In this view, the “slickness” of the state dropdown might not just be in how it looks, but also in the experience of using it. Jerkily reaching for the keyboard and jabbing at some keys, versus clicking and smoothly drawing the mouse to a point of release. From this perspective, the fact that typing the state would be a few seconds quicker doesn’t matter. The whole process of selecting the state is smooth, beautiful, and hypnotic. It provides a rhythmic interlude of peace and absorption between the restlessness of typing the address and the zip code.

The approach to user experience that Jakob Nielsen and other UX consultants often take is fundamentally a Classical one. The time it takes to do something, or to learn to do it, or some combination of the two is the ultimate metric. Faster times mean more practicality and utility and should be the goal. They assume that users are annoyed when something takes longer, because that is what they can most easily measure. But just as motorcycles are not generally ridden to get from A to B the fastest, neither is online shopping always about getting it most quickly done. Users can be annoyed by things that take longer, for example when that time is spent trying to figure out how something is supposed to work. But when it’s engaging in some mildly absorbing process, it can be more like playing a game or otherwise something not unpleasant. I would submit that state dropdowns continue to exist because the majority of users aren’t annoyed by them, slower though they may be than the alternative. And e-commerce designers have, perhaps unconsciously, learned to optimize for the “flowiness” of the experience and not just the ease and quickness.

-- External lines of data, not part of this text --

PR #626, opened 2018-10-17
Adding the author and testID info to test template

castulo:
This commit adds a few improvements to the test template that aim to
make easier to track tests.

As we are trying to organize the swupd tests better, it is useful to
have an easy way to identify who the original author of the test was
in case there are questions regarding the purpose of the test.

It is also useful sometimes to add a long description to a complex
test, so people reading the test understand what the test is attempting
to verify, and why is useful or different.

Lastly, it is a good practice to add a unique ID to every test case,
this makes it easier to track it, and to refer to it.

### DIFF
--- a/test/functional/testlib.bash
+++ b/test/functional/testlib.bash
@@ -2245,6 +2245,8 @@ generate_test() {
 
 	{
 		printf '#!/usr/bin/env bats\n\n'
+		printf '# Author: <author name>\n'
+		printf '# Email: <author email>\n\n'
 		printf 'load "../testlib"\n\n'
 		printf 'global_setup() {\n\n'
 		printf '\t# global setup\n\n'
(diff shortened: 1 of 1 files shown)


test/functional/testlib.bash
```diff
@@ -2259,15 +2261,16 @@ generate_test() {
 		printf 'global_teardown() {\n\n'
 		printf '\t# global cleanup\n\n'
 		printf '}\n\n'
-		printf '@test "<test description>" {\n\n'
+		printf '@test "<test ID>: <test description>" {\n\n'
```
jwakre: I am concerned that it would be annoying to figure out the next available test ID value when adding a new test. Could this function populate the test ID with an open number? Maybe a grep command could be used to read existing IDs and help pick an available one.

otaviobp: For now we can leave like this and plan to have a script to create IDs later. Let's see how this work first. If it's getting complicated we can write a better solution

jwakre: Ok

We can see the analog in brick-and-mortar shopping. While some may prefer the “get in and get out” approach, many stores are designed to draw you in on a meandering journey that may not be the most efficient, but will have you coming back for the enjoyment. Even the checkout experience itself is not always about efficiency, as patrons of Trader Joe’s food stores will recognize. So it looks as though Jakob Nielsen notwithstanding, the impatient among us will be living with state dropdowns for the forseeable future!